A Note to the User

The material on this disk is copyrighted and is subject to the terms and conditions of the TIPSTER User Agreement, which must be signed in order to obtain a copy of the CD-ROM on which this data is to be found.

The format of this material is not as it came from the publisher, however. It has been (automatically) analyzed and rewritten in various ways, to make it more suitable for use in a research environment. The copyright for these modifications is assigned to the Association for Computational Linguistics.

These disks represent a revision of the first set of disks. There are several files which detail the changes between the previous set of disks and these disks. They are in the files:

README.doc
A detailed list of changes that were made to disk1, disk2 and disk3, as well as to the qrels files
README.d1
A mapping of old document numbers to new document numbers which were changed in the ziff data on disk one.
README.d2
? A mapping of old document numbers to new document numbers which were changed in the ziff data on disk two.
README.tag
A mapping of old tag names to new tag names which were changed on all three disks.
The format uses a labelled bracketing, expressed in the style of SGML (Standard Generalized Markup Language). The SGML DTD's used for verification at NIST are included on the CDs. All five different datasets have their major structures identical for easier reading, but have different minor structures. The philosophy in the formatting both at the University of Pennsylvania and at NIST has been to preserve as much of the original structure as possible, but to provide enough consistency to allow simple decoding of the data.
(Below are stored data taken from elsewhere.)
PR #6216, opened 2026-06-24
test: feature-aware Wasm validation via wasm-opt in run-test

Kamirus:
moc emits a `target_features` Wasm custom section ([#6214](https://github.com/caffeinelabs/motoko/pull/6214)) so Binaryen-based tools can self-configure. Nothing in CI actually checked that section: `run-test` validates with wabt's `wasm-validate --enable-memory64 --enable-multi-memory`, which ignores `target_features` and is told the feature set by hand. So if codegen started using a Wasm feature without declaring it (or the encoder broke), every test would still pass — the exact regression the section exists to prevent would go unnoticed until a downstream `wasm-opt`/`ic-wasm`/`dfx` user hit it.

This adds a flagless `wasm-opt` phase right after `wasm-validate`. Binaryen reads the `target_features` section and validates against *exactly* that set, so a declared-vs-used mismatch fails the test at the source. It runs on every compiled test across all modes (classical, enhanced-persistence `memory64`, WASI multi-memory), giving broad coverage rather than a hand-picked sample.

On failure the phase fails with a short hint:

```
wasm-opt rejected the module (exit 1): a used Wasm feature is likely missing from moc's `target_features` section.
Reproduce: wasm-opt _out/<test>.wasm
```

## Cost

Negligible. The phase runs **no optimization passes** — input validation happens on read, so `-O3` is unnecessary (it would only exercise Binaryen's optimizer, not moc). Measured per ~240 KB module: `wasm-validate` ~12 ms, no-pass `wasm-opt` ~38 ms, `wasm-opt -O3` ~185 ms. At ~26 ms over the existing validate, 8-way parallel, the added wall-time is a few seconds across the suite — lost in the noise next to `drun`/`pocket-ic`. (CI timing comparison to follow on this PR.)

## Notes

- Adds `pkgs.binaryen` to the dev shell and the shared test derivations; we always run tests via nix, so the tool is guaranteed present (no runtime gating).
- `wasm-validate` stays — the two are complementary: wabt checks structural validity allowing all features; `wasm-opt` checks that moc declared the features it uses.
- Binaryen ≥122 treats the section as authoritative (absent ⇒ MVP), which is what makes this strict; nixpkgs ships 129.

### DIFF
--- a/test-runner/src/run_test.rs
+++ b/test-runner/src/run_test.rs
@@ -575,6 +575,37 @@ fn handle_mo(ctx: &mut Ctx, cli: &Cli, src: &str, d: &Directives) {
         let mut valid = Command::new("wasm-validate");
         valid.args(["--enable-memory64", "--enable-multi-memory"]).arg(&wasm_path);
         let _ = run_phase(ctx, "valid", d, Some("wasm"), |outp| spawn_to_file(outp, valid));
+
+        // Feature-aware validation. `wasm-validate` above is told which features
+        // to allow via flags; Binaryen instead reads the `target_features`
+        // section moc emits and validates against exactly that set, so this
+        // catches codegen that uses a Wasm feature without declaring it. No
+        // optimization passes are needed — input validation runs on read. The
+        // exit code drives the phase; wasm-opt's output is discarded (it dumps
+        // the whole module on error), with a short hint written on failure.
+        let wasm_arg = wasm_path.clone();
+        let _ = run_phase(ctx, "opt", d, Some("wasm"), move |outp| {
+            let code = match Command::new("wasm-opt")
+                .arg("-q").arg(&wasm_arg).args(["-o", "/dev/null"])
+                .stdin(Stdio::null()).stdout(Stdio::null()).stderr(Stdio::null())
+                .status()
+            {
+                Ok(s) => s.code().unwrap_or(-1),
+                Err(_) => 127,
+            };
+            let hint = if code == 0 {
+                String::new()
+            } else {
+                format!(
+                    "wasm-opt rejected the module (exit {code}): a used Wasm feature is \
+                     likely missing from moc's `target_features` section.\n\
+                     Reproduce: wasm-opt {}\n",
+                    wasm_arg.display()
+                )
+            };
+            let _ = fs::write(outp, hint);
+            code
+        });
     }
 
     if wasm_path.exists() && !skip_running && d.check {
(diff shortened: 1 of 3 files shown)


Kamirus:
## CI timing

Short version: **CI wall-clock can't isolate this phase**, and a controlled local A/B puts the real cost at **~90 ms per compiled module (serial) — a few seconds per suite under CI's parallelism**, with zero recurring cost on cached runs.

### Why wall-clock comparison is misleading

nix caches test-derivation *outputs*, so unchanged code re-runs in seconds (the suite never executes). This PR changes `test-runner` and adds a dependency, so it forced a one-time **cold** re-execution of every suite on nixbuild.net, while recent baselines were warm cache hits. Concretely, the `tests (ubuntu-latest, release)` job: this PR **executed** `drun-release` (494 tests, 211 s) and `drun-eop-release` (494 tests, 274 s), whereas the #6214 baseline job emitted **no** run lines at all — pure cache hit. Comparing the two measures caching, not the phase. That cold cost is one-time (this PR); unrelated PRs cache-hit again.

### Controlled A/B (same machine, same suite, only diff = the `opt` phase)

Full `run/` suite, run serially, 267 compiled modules, nix `binaryen-129`:

| | wall |
|---|---|
| without `opt` phase | 167.5 s |
| with `opt` phase | 191.3 s |
| **delta** | **+23.8 s (~+90 ms/module)** |

Under CI parallelism (8-way for `run/`, `-j4` for `run-drun`) that's a few seconds per suite; for `pocket-ic`-driven `run-drun` it's dwarfed by execution. No optimization passes are run — this is parse + feature validation only; `-O3` would be ~5× this and buys nothing for the contract.

All checks passed green with the phase active across classical, enhanced-persistence (`memory64`), and WASI (`multimemory`) modes.

test-runner/src/run_test.rs
```diff
@@ -575,6 +575,37 @@ fn handle_mo(ctx: &mut Ctx, cli: &Cli, src: &str, d: &Directives) {
...
+        // Feature-aware validation. `wasm-validate` above is told which features
+        // to allow via flags; Binaryen instead reads the `target_features`
+        // section moc emits and validates against exactly that set, so this
+        // catches codegen that uses a Wasm feature without declaring it. No
+        // optimization passes are needed — input validation runs on read. The
+        // exit code drives the phase; wasm-opt's output is discarded (it dumps
+        // the whole module on error), with a short hint written on failure.
+        let wasm_arg = wasm_path.clone();
+        let _ = run_phase(ctx, "opt", d, Some("wasm"), move |outp| {
+            let code = match Command::new("wasm-opt")
```
ggreif, line 588: Why not just link against the `binaryen` crate and call it? But this is also okay!

ggreif: I know. The maintainer has stopped maintaining.

PR #6223, opened 2026-06-30
fix: fix codegen for nested mixins

christoph-dfinity:
This is required so that the stabilities and declarations line up when desugaring actor bodies.

We didn't notice this earlier because we only had a test in `test/fail` which didn't actually involve the code generator.

## Note for reviewer

If you review the commits individually, you can see the compiler crash on the commit that just adds the test.

### DIFF
--- a/Changelog.md
+++ b/Changelog.md
@@ -2,6 +2,7 @@
 
 * motoko (`moc`)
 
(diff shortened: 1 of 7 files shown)


alexandru-uta (approved):
Thank you!

PR #6224, opened 2026-06-30
chore: parallelize the `test-coverage` target

ggreif:
## TODOs

- [ ] move coverage tests into the nightly runs because they are never looked at anyway :-)
- [ ] the natural home of coverage testing should be `test-runner`
- [x] we will need a few more tests to light up the dark corners of coverage, especially in the type-checker, in the middle end, and for the code generators — see #6225 for a first batch

## What

The coverage report was built strictly serially: `make coverage` ran `make -C <dir>` for all 11 test directories chained with `&&`, each invoking the full-glob serial `all:` recipe.

This reshapes the target so each directory is a `cov-%` prerequisite invoked as a recursive `$(MAKE)`. Run under `make -jN`, GNU make's **jobserver** is inherited by every sub-make, so the *total* number of concurrent tests — across directories **and** across files within a directory — is bounded at N. No oversubscription, no thread-pool coordination.

## Coverage fidelity

The per-directory target is chosen so the test set stays **identical** to before:

| dir | target | why |
|-----|--------|-----|
| `run-drun` | `parallel` | its `quick` (from `quick.mk`) silently omits `*.drun` — would lose all actor/upgrade/migration coverage |
| `cmp` | `all` | no per-file rule for `*.cmp`; stays on the (tiny) serial recipe |
| all others | `quick` | per-file rule covers the whole glob |

`bisect_ppx` already appends a unique per-process suffix to `$BISECT_FILE` — the serial run spawned thousands of `moc` processes sharing one prefix and aggregated fine — so concurrent writes introduce **no** collision risk.

## nix

Driven with `make -j"$NIX_BUILD_CORES"` plus `enableParallelBuilding`. The daemon sets `NIX_BUILD_CORES` to the core count granted to the build, so it adapts to whatever the builder provides (nixbuild.net or a runner) without any workflow change.


ggreif:
## Coverage build time: serial → parallel

Measured as the `test-coverage` derivation's wall-clock on nixbuild.net, taken from the build-log timestamps and validated against nix's own `building '…-test-coverage.drv'` marker (first build output lands within +0.2s of it in every case, so the window is exact).

| arch | serial — 1.11.0 (#6220) | serial — nested-mixins (#6223) | **parallel (this PR)** | speedup |
|------|------|------|------|---------|
| **x86_64** (`ubuntu-latest`) | 15m47s | 10m36s | **6m50s** | **1.6–2.3×** |
| **ARM64** (`ubuntu-24.04-arm`) | 23m09s | 23m19s | **9m24s** | **~2.5×** |

**ARM64** is the cleanest result: both independent serial baselines agree at ~23m, and the parallel build lands at **9m24s — ~2.5×, roughly 14 minutes saved** per run. The bigger ARM gain is consistent with those builders having more cores for the jobserver to fill.

**x86_64** serial varied between the two baselines (10m36s vs 15m47s — nixbuild machine-to-machine variance), but the parallel build at 6m50s beats even the faster serial baseline, so it's a solid **1.6–2.3×** win.

Notes:
- Both serial baselines ran the full sweep (~2950 build-log lines each). The 1.11.0 figure is from its final, successful run — the three earlier ones were cancelled by force-pushes.
- The parallel run shows far fewer log lines (202) only because the per-file `quick`/`parallel` targets wrap `run-test` in `chronic`, which suppresses output on success — the build window itself is confirmed real by the drv-start marker.
- Single parallel sample so far; x86 baseline carries machine variance. Direction and magnitude are unambiguous, and the wins land where the constituents are biggest (`run`, `run-drun`), as the jobserver design intends.

ggreif:
## Why this PR adds `--all-modes`: enhanced backend was structurally uncovered

The coverage report showed `compile_enhanced.ml` at **68%** vs `compile_classical.ml` at **92%**. Root cause: `make coverage` invoked `run-test` *without* `--all-modes`, so every unmarked test compiled single-pass under the harness default `--legacy-persistence` (classical). The bisect hit-count on the backend dispatch (`pipeline.ml`) confirmed it — classical **798×**, enhanced **34×**. Enhanced-backend coverage in CI otherwise comes only from the separate `run-eop-*` derivations, which are **not** constituents of the `coverage` derivation.

Exporting `EXTRA_RUNFLAGS=--all-modes` for the coverage run (appended only to the `.mo`/`.drun` moc-codegen recipes) makes unmarked tests compile in **both** persistence modes. Measured locally:

| | before | after `--all-modes` |
|---|---|---|
| `Compile_enhanced.compile` invocations | 34 | **1025** |
| `Compile_classical.compile` invocations | 798 | 800 |
| **`compile_enhanced.ml`** | **68%** (8717/12650) | **92%** (11713/12650) |
| `compile_classical.ml` | 92% (11550/12487) | 92% (11550/12487) |

Both backends now sit at **92%**. The residual 8% on enhanced is the same *kind* of gap classical has — genuinely feature-gated regions (`compile_prim_invocation`, bignum fast/slow paths, `compile_binop`), not a structural blind spot.

### Build-time impact (parallel + `--all-modes`, nixbuild.net)

`--all-modes` ~doubles the comp work, which the parallelization absorbs:

| arch | serial single-mode (master) | parallel single-mode | parallel + `--all-modes` |
|------|------|------|------|
| x86_64 | 10m36s – 15m47s | 6m50s | 23m23s |
| ARM64 | 23m09s – 23m19s | 9m24s | 18m18s |

On ARM64, the parallel **dual-backend** run (18m18s) is still **faster than the original serial single-backend** run (~23m) — double the coverage in less wall-clock.

The companion commit also makes `SKIP_RUNNING` skip `.drun` execution (pocket-ic), which the coverage build was spawning pointlessly — drun execution exercises the RTS, not the instrumented compilers, so it adds no coverage. That trims the build further and keeps it compilation-focused.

The major data structures are illustrated below in a sample of the DOE data.

< DOC >
< DOCNO > DOE1-96-0001 < /DOCNO >
< TEXT >
One of the weakest aspects of Prolog is in its access to clauses. This weakness is lamentable as it makes one of Prolog's greatest strengths, its ability to treat programs as data and data as programs, difficult to exploit. This paper proposes modifications to Prolog and shows how they circumvent important problems in Prolog programming in a practical way. For example, the proposed modifications permit Prolog programs that perform efficient database query (join) processing, coroutining, and abstract machine interpretation. These modifications have been used successfully at UCLA, and should be easy to implement within any existing Prolog system.
< /TEXT >
< /DOC >

Every document is bracketed by < DOC > < /DOC> tags and has a unique document number, bracketed by < DOCNO> < /DOCNO> tags. Each beginning tag starts as the first character of a new line, but the ending tags could be on the same line or on later lines.

The datasets have all been compressed using the UNIX compress utility, and are stored in chunks of about 1 megabyte each (uncompressed size).

Both as part of the philosophy of leaving the data as close to the original as possible, and because it is impossible to check all the data manually, there are many "errors" in the data. These range from errors in the original data, such as noise in the AP newswires, or other typographical errors, to errors in the reformatting done at the University of Pennsylvania and at NIST. The error-checking has concentrated on allowing readability of the data rather than on correcting content. This means that there have been automated checks for control characters, for correct matching of the beginning and end tags, and for complete DOC and DOCNO fields. The types of "errors" remaining include fragment sentences, strange formatting around tables or other "non-textual" items, misspellings, missing fields (that are generally missing from the data), etc.

Special thanks should go to Charles Augustine at the University of Pennsylvania, who patiently changed most of the data from unintellible formats into formats that can be easily processed by simple conversion programs.